The method of claim 1,
Wherein the prediction algorithm comprises at least one of a classification algorithm, a machine learning algorithm and a regression analysis algorithm.

The method of claim 1,
The method of generating a prognostic model is performed by a computing device including a processor.

A computer-readable recording medium storing a program for causing a computer to execute the method according to any one of claims 1 to 7.

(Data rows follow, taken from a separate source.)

Issue #637, opened 2022-03-14
Exclude SmokeTester from samples


bitsandfoxes:
The SmokeTester was part of the sample project out of necessity. But with the vast improvements CI experienced we should exclude it in the samples package.

Additionally, we can rework it at the same time to no longer require to `Init` the SDK twice using the OptionsConfiguration.

bitsandfoxes:
Also avoids undesired side-effects like https://github.com/getsentry/sentry-unity/issues/714

vaind:
Let's create a new IntegrationTest Unity project in `./test` and move over the stuff needed for tests. Updating CI shouldn't be a big deal because scripts already use a path we just need to update in a few files.

PR #798, opened 2022-06-15
fix: Removed SmokeTester from package

bitsandfoxes:
Resolves https://github.com/getsentry/sentry-unity/issues/637

#skip-changelog


test/Scripts.Integration.Test/Editor/Builder.cs
```diff
@@ -17,11 +17,23 @@ public static void BuildIl2CPPPlayer(BuildTarget target, BuildTargetGroup group)
...
+        if(args.ContainsKey("uploadSymbols"))
+        {
+            Debug.Log("Enabling automated debug symbol upload.");
+            cliOptions.UploadSymbols = true;
+        }
+        else
         {
-            SetupSentryOptions(args);
+            Debug.Log("Disabling automated debug symbol upload.");
+            cliOptions.UploadSymbols = false;
```
vaind, line 31: What does this solve? UploadSymbols defaults to `true`

test/Scripts.Integration.Test/build-project.ps1
```diff
@@ -15,14 +15,22 @@ $outputPath = "$NewProjectBuildPath/$(GetTestAppName $buildMethod)"
...
-if ($CheckSymbols)
+# The iOS symbol upload gets validated as part of the actual Xcode build
+if($Platform -eq "iOS" -And $CheckSymbols)
 {
+    $unityArgs += "-uploadSymbols"
+    RunUnityCustom $unityPath $unityArgs
+}
+elseif ($CheckSymbols)
+{
+    $unityArgs += "-uploadSymbols"
```
vaind, line 26: I guess this is related to my previous question. Why do we need this, though? It worked before without explicitly handling iOS here.

test/Scripts.Integration.Test/common.ps1
```diff
@@ -1,5 +1,5 @@
-# Note: this is currently used by "integration-*.ps1" scripts as well as "smoke-test-*.ps1" scripts.
-# If/when those are merged to some extent, maybe this file could be merged into `IntegrationGlobals.ps1`.
+# Note: this is currently used by "*.ps1" scripts as well as "smoke-test-*.ps1" scripts.
```
vaind, line 1:
```suggestion
# Note: this is currently used by integration test scripts as well as "smoke-test-*.ps1" scripts.
```

test/Scripts.Integration.Test/integration-test.ps1
```diff
@@ -1,7 +1,7 @@
...
-.\test/Scripts.Integration.Test/integration-create-project.ps1 "$path"
-.\test/Scripts.Integration.Test/integration-build-project.ps1 "$path"
-.\test/Scripts.Integration.Test/integration-update-sentry.ps1 "$path"
-.\test/Scripts.Integration.Test/integration-build-project.ps1 "$path"
-.\test/Scripts.Integration.Test/integration-run-smoke-test.ps1
+.\test/Scripts.Integration.Test/create-project.ps1 "$path"
+.\test/Scripts.Integration.Test/build-project.ps1 "$path"
+.\test/Scripts.Integration.Test/update-sentry.ps1 "$path"
+.\test/Scripts.Integration.Test/build-project.ps1 "$path"
+.\test/Scripts.Integration.Test/run-smoke-test.ps1
```
vaind, line 7: BTW this file is (likely) broken - it hasn't been updated with all the changes for the last few months. Do we want to keep & fix it?

vaind (commented):
nice!

test/Scripts.Integration.Test/Editor/Builder.cs
bitsandfoxes: Since it is `true` by default there is no way of running it locally. The build would always fail with sentry-cli trying to upload to a non-running server.

vaind: Can you maybe write down the scenario step-by-step when this doesn't work, so maybe we can figure out a fix without more exceptional cases in scripts?

test/Scripts.Integration.Test/update-sentry.ps1
```diff
@@ -21,20 +21,23 @@ function RunUnityAndExpect([string] $name, [string] $successMessage, [string] $f
...
-Copy-Item "$PackageReleaseAssetsPath/Scripts/NativeSupport/CppPlugin.*" -Destination "$NewProjectAssetsPath/Scripts/"
-Copy-Item "$PackageReleaseAssetsPath/Scripts/NativeSupport/ObjectiveCPlugin.*" -Destination "$NewProjectAssetsPath/Scripts/"
+Write-Host -NoNewline "Copying Test Files"
+# TODO: Replace copying from sample project with actually importing the package samples
+New-Item -Path "$NewProjectAssetsPath" -Name "Scripts" -ItemType "directory"
+New-Item -Path "$NewProjectAssetsPath" -Name "Scenes" -ItemType "directory"
+Copy-Item -Recurse "$IntegrationScriptsPath/Editor/*" -Destination "$NewProjectAssetsPath/Editor/"
+Copy-Item -Recurse "$UnityOfBugsPath/Assets/Scripts/*" -Destination "$NewProjectAssetsPath/Scripts/"
+Copy-Item -Recurse "$IntegrationScriptsPath/Scripts/*" -Destination "$NewProjectAssetsPath/Scripts/"
+Copy-Item -Recurse "$UnityOfBugsPath/Assets/Scenes/*" -Destination "$NewProjectAssetsPath/Scenes/"
```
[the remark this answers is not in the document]
bitsandfoxes: That's the plan for the next step. I want the SentrySetup to import the samples from the package instead of the script copying it manually.

test/Scripts.Integration.Test/Editor/Builder.cs
bitsandfoxes: So the way I had it running:
- `pwsh create-project.ps1 'unityPath'`
- `pwsh update-sentry.ps1 'unityPath`
- `pwsh build-project.ps1 'unityPath'`

And `build-project` would fail the build. I was running it without `-CheckSymbols` but the upload is enabled by default. `sentry-cli` would fail to upload due to dummy values.

vaind: Why not just call `pwsh build-project.ps1 'unityPath' -CheckSymbols` instead? That's how it's supposed to be run :)

But yeah, I get your point, let me check the other places you had to change to make this work.

vaind: Coming back to this after a bit of time to think it through: I'm still a little torn so I'll leave it to you.

The problematic point for me is that this change will silence an issue in CI if `-CheckSymbols` won't be passed (it's conditionally done so right now). Also, it wipes the differentiation we had between configuring the project (in `update-sentry.ps` and building it).

bitsandfoxes: I see your point.
I've updated the PR to, instead of passing the -CheckSymbol to the `Builder` it instead gets passed to the `sentry_update`. So we only set up the cli options to try to upload symbols if we're actually checking for them.

vaind (approved):

vaind (approved):

test/Scripts.Integration.Test/Editor/Builder.cs
```diff
@@ -16,21 +16,21 @@ public static void BuildIl2CPPPlayer(BuildTarget target, BuildTargetGroup group)
...
             locationPathName = args["buildPath"],
             target = target,
             targetGroup = group,
             options = BuildOptions.StrictMode,
         };
 
+        if(File.Exists("Assets/Scenes/SmokeTest.unity"))
+        {
+            buildPlayerOptions.scenes = new[] { "Assets/Scenes/SmokeTest.unity" };
+        }
```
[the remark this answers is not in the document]
bitsandfoxes: It's not there when we build the clean project on main.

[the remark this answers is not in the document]
bitsandfoxes: We use the `Builder.cs` to build a project without Sentry. In that case, we have not yet copied the SmokeTest-related scripts/scenes and the build would fail.
https://github.com/getsentry/sentry-unity/blob/1fb22e5f6b1517d3e9f8eef4758bb6d1cd207c0e/.github/workflows/ci.yml#L240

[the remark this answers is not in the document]
vaind: Is there actually anything related to smoke tester in that scene? AFAIK it's only the SmokeTester.cs that's needed. Can we thus have the scene there all the time? I assume the game scene doesn't influence that? 

My POV of what the integration test with those two builds should do is test that if we add Sentry to an existing game, then it works fine and doesn't break. In that case it makes sense for the project only to change as necessary between the two builds.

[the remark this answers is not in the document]
bitsandfoxes: The way it's set up right now is that the `SmokeTest.scene` has a GameObject with the `SmokeTester.cs` component. And the SmokeTester has Sentry as a dependency, which is why it gets added during the Sentry SDK setup and why it gets added only after we install the package.

But this is a good point and will be a great optimization and cut down on Unity runs (which cuts down on time. A lot). I'll put that into its own issue.

PR #813, opened 2022-06-16
chore: remove version from the android .jar

vaind:
to avoid having to do this: https://github.com/getsentry/sentry-unity/pull/811/commits/afd1681ba2c64e820b58a26241e8153b7ee416e8

#skip-changelog


bruno-garcia (approved):
Downside is that we can't spot the version by looking at the files, but worth for reducing the maintenance cost

PR #817, opened 2022-06-17
chore: Comments

bitsandfoxes:
Rider keeps complaining about 'em. #skip-changelog


vaind (approved):
How about we include some proper linter in the CI? would clang-format work well with c#?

An SNP determination unit that determines each of the SNPs obtained from the subjects by a plurality of genetic models statistically testing the genetic characteristics of the SNP, and determines the SNPs of which the subjects are significantly classified into a patient group and a control group;
A genetic model determiner for determining the most significant genetic model of the genetic models used in the assay for each of the determined SNPs;
A normalizer for normalizing encoded values of genotypes of each of the determined SNPs based on the determined genetic model; And
And a model generator for generating a prognostic model that represents a correlation between the genotypes of the determined SNPs and the prognosis of the subjects by analyzing the standardized results by a statistical prediction algorithm. Generating device.

The method of claim 10,
And the normalization unit normalizes values encoded by different conditions for each of the SNPs to values having the same reference for each of the determined SNPs based on the determined types of genetic models.

The method of claim 10,
The determined genetic models include at least one of a dominant model, a recessive model, and an additive model,
The prognostic model is generated by reflecting the results of using the determined genetic models.

The method of claim 10,
And further including an assay for respectively testing the significances of the SNPs using each of the genetic models before determining the SNPs.
And the SNP determiner and the genetic model determiner each determine based on a test result of the significances.

The method of claim 13,
And the assay unit, the SNP determination unit, and the genetic model determination unit use a Max Test method.

The method of claim 10,
And a predictor for predicting prognosis for the subject using the generated prognostic model.

The method of claim 10,
And the prediction algorithm comprises at least one of a classification algorithm, a machine learning algorithm, and a regression analysis algorithm.